Henderson speaks fluid Spanish and much of the album is sung in that language. Right off, “I Concentrate on You” features Soto’s flamenco guitar as does “La Marejeda” as his guitar weaves in and around Henderson’s melodies. Wheeler’s bass plucking adds a bit of tension to the latter. “Forget Me” has Hill adding lyrical trumpet lines while “Corazon, No Llores,” an up temp bossa, sees Tannura joining the trio for an animated solo. Throughout, as we’ve come to expect, Fortner is brilliant and it’s easy to see why he is often the first to be called on to support vocalists, the intimate “Wild Is the Wind” being perhaps the strongest case in point.

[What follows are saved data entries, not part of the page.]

Issue #999, opened 2018-03-14
Include tissue level when checking the tumor form


zhx828:
Currently, we use list main types to figure out whether it is a solid tumor or liquid tumor. But it may change frequently.

PR #1002, opened 2018-03-14
Use tissue + main type to determine whether it is liquid tumor

zhx828:
All nodes under tissues "Lymph", "Blood", "Lymphoid", "Myeloid" will be
treated as liquid tumor
This solves issue #999 and #1000


core/src/main/java/org/mskcc/cbio/oncokb/util/TumorTypeUtils.java
```diff
@@ -31,14 +31,19 @@
...
     }};
 
-    private static List<TumorType> allOncoTreeSubtypes =
-        getOncoTreeSubtypesByCancerTypesFromSource(allOncoTreeCancerTypes);
+    private static List<TumorType> allOncoTreeSubtypes = getOncoTreeSubtypesFromSource();
     private static Map<String, TumorType> allNestedOncoTreeSubtypes = getAllNestedOncoTreeSubtypesFromSource();
     private static Map<String, List<TumorType>> questTumorTypeMap = null;
     private static Map<String, List<TumorType>> cbioTumorTypeMap = null;
+    private static final ImmutableList<String> LiquidTumorTissues = ImmutableList.of(
+        "Lymph", "Blood", "Lymphoid", "Myeloid"
```
JiaoJiao123: So the tissue name changed from BLOOD to Blood?

zhx828: The name is always Blood. BLOOD is the code, but we don't use it on the tissue level.

PR #1019, opened 2018-03-23
Load History data from Firebase

victoria34:
Fixed issue: [#951]

### DIFF
--- a/web/yo/app/scripts/services/databaseconnector.js
+++ b/web/yo/app/scripts/services/databaseconnector.js
@@ -22,6 +22,7 @@ angular.module('oncokbApp')
         'ApiUtils',
         'PrivateApiUtils',
         'user',
+        'storage',
         function($timeout,
                  $q,
                  $rootScope,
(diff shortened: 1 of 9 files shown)


JiaoJiao123:
screen shot 2018-03-26 at 3 01 21 pm

JiaoJiao123:
@victoria34 Firstly, the Gene column is empty. 
Secondly, remove the history model back up since it is not needed any more

web/yo/app/scripts/services/databaseconnector.js
```diff
@@ -719,35 +721,35 @@ angular.module('oncokbApp')
...
-                        function(error) {
-                            console.log('fail to send old history to oncokb dev account', error);
-                        }
-                    );
-                }
-                apiHistory.push({
-                    admin: user.name,
-                    timeStamp: new Date().getTime(),
-                    records: historyData
+            function updateHistory(hugoSymbol, historyData) {
```
JiaoJiao123: Passing hugoSymbol down to here is not a good way to share data. Please assign current gene hugoSymbol to a rootScope variable, just like the way how $rootScope.model is assigned

JiaoJiao123:
History related factor has already finished. This PR is not relevant anymore.

Issue #1036, opened 2018-04-06
Support HEAD method


zhx828:
https://sentry.io/memorial-sloan-kettering/oncokb/issues/517589939/?query=is:unresolved

PR #1047, opened 2018-05-03
Approve sentry to exclude certain errors; Support HEAD method to all GET methods

zhx828:
This solves issue #1036


web/src/main/java/org/mskcc/cbio/oncokb/config/MvcConfiguration.java
```diff
@@ -72,6 +77,28 @@ protected ApiInfo apiInfo() {
...
+                                                 HttpServletResponse response,
+                                                 Object handler,
+                                                 Exception ex) {
+                Throwable rootCause = ex;
+
+                while (rootCause.getCause() != null && rootCause.getCause() != rootCause) {
+                    rootCause = ex.getCause();
+                }
+
+                if (!rootCause.getMessage().contains("Broken pipe")
```
JiaoJiao123: Should we make the contains check case insensitive?

PR #1077, opened 2018-06-08
Fix gene type old content not checked issue

victoria34:
Issue: #1080


JiaoJiao123:
The fix is not designed properly. Already explained to Jing, and the fix is done in another PR

PR #1161, opened 2018-07-05
Think gene type without key_reviewed as checked by default.

victoria34:


JiaoJiao123:
Updated code is integrated into other PR

PR #1265, opened 2018-07-23
Fix same tumor type issue

victoria34:
Issue #1246


web/yo/app/scripts/services/mainutils.js
```diff
@@ -87,15 +87,42 @@ angular.module('oncokbApp')
...
                 }
             });
             list = _.uniq(list).sort();
             return list.join(', ');
         }
+
+        function hasDuplicateCancerTypes(cancerTypes) {
+            var result = false;
+            if (!cancerTypes) {
+                result = false;
```
JiaoJiao123: change to "return false"
otherwise it will keep going to the _.some() function and throw error

Issue #1256, opened 2018-07-18
Cursor keeps going back to the beginning of the paragraph when I'm trying to type!


debyani-chakravarty:
Please give as much information as possible before submitting your issue - Thank you

Issue: 

Example:

Screenshot:

PR #1275, opened 2018-07-24
Remove default from updateOn

victoria34:
Blur means ng-model will be updated when blur event happened. Default means ng-model will be updated in realtime.

Issue #1256


zhx828:
@victoria34 but you do want to update the model in realtime though, so that's why we set a delay. Blur only works when the box lost the focus. @JiaoJiao123 you probably have more experience here.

“Leeward” is the album’s sole English-lyric original, a hymn to the enduring nature of love, capturing Henderson’s delicate, sultry phrasing perfectly as Hill’s trumpet converses with her in call and response mode. Henderson is a self-confessed nuanced vocalist, not a belter by any means so she’s perfectly suited to the quiet, romantic fare which permeates these songs. Dyson’s lyrical bass leads into the buoyant “Ahora” which also features some terrific work on the kit from Dyson. Both the sultry late-night strains of “The Sweetest Sounds” and the effervescent title track have Soto returning for his flamenco touches, with percussionist Porrina making his only but very notable appearance on the title track as well. A different version of “Leeward” reprises as a bonus track with Daniel J. Watts joining for rather unnecessary spoken word over Hill’s trumpet. It’s not an egregious misstep and arguably, the only one.
This is beautiful, relaxing and get-close-to-your-significant-other music or private stay-up-late-at-night listening. Take your choice or try both. You’ll win either way.